Só um recadinho antes de começar! Pra quem não sabe, regularmente eu escrevo textos ‘listas’ como esse! Veja esse aqui também! 😉

E pode ficar tranquilo que apesar do tom autoajuda, eu tento não ser clichê, sou no mínimo poética e engraçada.

Segue a lista do amor próprio, autoconfiante, de quem aprendeu a fazer fusquinha para aquela segunda-feira chata e intragável!

1. Já pensou em cortar laços?

Quero começar com um item que julgo essencial para que eu possa aproveitar minha própria companhia: o desapego. Esse é um conceito extremamente amplo e eu poderia escrever um livro só sobre isso (aliás já fiz isso, é meu livro Castelos Tropicais). Mas, quero aqui apenas falar sobre algumas facetas de viver de uma forma mais desapegada e independente. Já pensou em cortar laços? Já pensou em tentar se desprender de suas raízes para ver como são seus passos fora da zona de conforto? Já pensou o que você pode ser e aonde pode chegar se você se libertar disso que te prende num solo e te dá estrutura, mas também te limita a visão? Já pensou descobrir que você pode voar se abandonar os tripés, as muletas, se se desapegar dos eternos corrimãos em forma de segurança? Você vai inclusive aprender a se desfazer de fantasias que são tão velhas que parecem terem sido costuradas em sua pele. Vai aprender a se despir dessa camuflagem que te iguala à paisagens tantas vezes cinzas. Desapegar não significa necessariamente dizer adeus, muitas vezes significa apenas dizer ‘não’, ‘minha visão é outra’, ‘eu quero mais’, ‘eu sou diferente’… Ao se despir, ao se diferenciar, pode ser que você se encontre. E reencontros são sempre motivos de comemoração.

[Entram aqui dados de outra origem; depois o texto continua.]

PR #3366, opened 2026-05-05
fix(server): case-normalize 'community' segment in skills walk (#3301)

blamechris:
Closes #3301

## Changes

- **Walk loop** (`loadActiveSkills`): normalize the directory entry via `entry.toLowerCase()` before comparing to `'community'` when `_PATH_COMPARE_CASE_INSENSITIVE` is true (macOS HFS+/APFS and Windows NTFS). Uses the original casing to build the `communityPath` so `statSync`/`readdirSync` hit the real path on disk.
- **`_isCommunityNamespace`**: normalize `segments[0]` with `_PATH_COMPARE_CASE_INSENSITIVE ? segments[0].toLowerCase() : segments[0]` before the equality check, keeping walk and detection in sync.

Both sites now follow the same `_PATH_COMPARE_CASE_INSENSITIVE` convention already used elsewhere in the file for path-containment checks.

## Tests

Three new tests, all guarded by `{ skip: !isCaseInsensitivePlatform }` (run on darwin/win32, skipped on Linux CI):

1. `_isCommunityNamespace` — `Community/alice/x.md` (capital C) → `isCommunity: true`
2. `_isCommunityNamespace` — `COMMUNITY/alice/x.md` (all-caps) → `isCommunity: true`
3. Walk integration — creates a real `Community/alice/caps.md` tree on a temp dir, asserts skill is discovered with `trustState: 'trusted'` and `communityAuthor: 'alice'`

All 188 existing skills-loader tests continue to pass.

### DIFF
--- a/packages/server/src/skills-loader.js
+++ b/packages/server/src/skills-loader.js
@@ -386,10 +386,11 @@ export function loadActiveSkills(dir, opts = {}) {
   // itself and each author-level subdir to mirror the top-level entry filter.
   for (const entry of entries) {
     if (typeof entry !== 'string') continue
-    if (entry !== 'community') continue
-    // `entry` is the literal string 'community'. Verify it is actually a
-    // directory (not a file named 'community.md' would never reach here, but
-    // a file named 'community' might).
+    const entryCmp = _PATH_COMPARE_CASE_INSENSITIVE ? entry.toLowerCase() : entry
+    if (entryCmp !== 'community') continue
+    // `entry` is the (case-normalized) string 'community'. Verify it is
+    // actually a directory (not a file named 'community.md' would never reach
+    // here, but a file named 'community' might).
     const communityPath = join(dir, entry)
     let communityDirSt
     try {
@@ -1676,7 +1677,8 @@ export function _isCommunityNamespace(realPath, dirReal) {
   if (!rel || rel.startsWith('..')) return { isCommunity: false, author: null }
   const segments = rel.split(sep)
   if (segments.length < 3) return { isCommunity: false, author: null }
-  if (segments[0] !== 'community') return { isCommunity: false, author: null }
+  const seg0 = _PATH_COMPARE_CASE_INSENSITIVE ? segments[0].toLowerCase() : segments[0]
+  if (seg0 !== 'community') return { isCommunity: false, author: null }
   const author = segments[1]
   if (!author || author === '.' || author === '..' || author.startsWith('.')) {
     return { isCommunity: false, author: null }
--- a/packages/server/tests/skills-loader.test.js
+++ b/packages/server/tests/skills-loader.test.js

2. Atrás dessas paredes existe um quintal

Esse número dois tem a ver também com desconstruir. Parece que desde criança aprendemos que importante mesmo é construir uma bolha forte e segura para que possamos morar dentro. A velha moral da história dos três porquinhos. Com muito trabalho, construímos nossas casinhas de tijolos, de preferência uma casinha cheia de paredes e com poucas portas e janelas para que lobo mau nenhum se atreva a entrar. Temos que nos proteger! Mas você já parou para imaginar o que há atrás de tantas paredes? Essas paredes que eu chamo de verdades, construídas com tijolos antigos, com uma receita ultrapassada, que sim, te protege, mas também te resguarda da vida, da imaginação, de um universo com diversas possibilidades. Atrás dessas paredes existe um quintal, uma floresta, um oceano. Existem também lobos maus, abismos e labirintos, mas até eles podem ser bem divertidos. Demolir paredes leva tempo, desmoronar as próprias verdades exige que você use como ferramenta o auto diálogo, a coragem e a vontade de ver lados seus que quase viraram a última bonequinha russa, quieta e fechadinha dentro de tantas outras. Mas, se há vontade, você consegue quebrar as cascas e renascer. Talvez abrir apenas grandes portas e janelas nas suas pareces já é o suficiente.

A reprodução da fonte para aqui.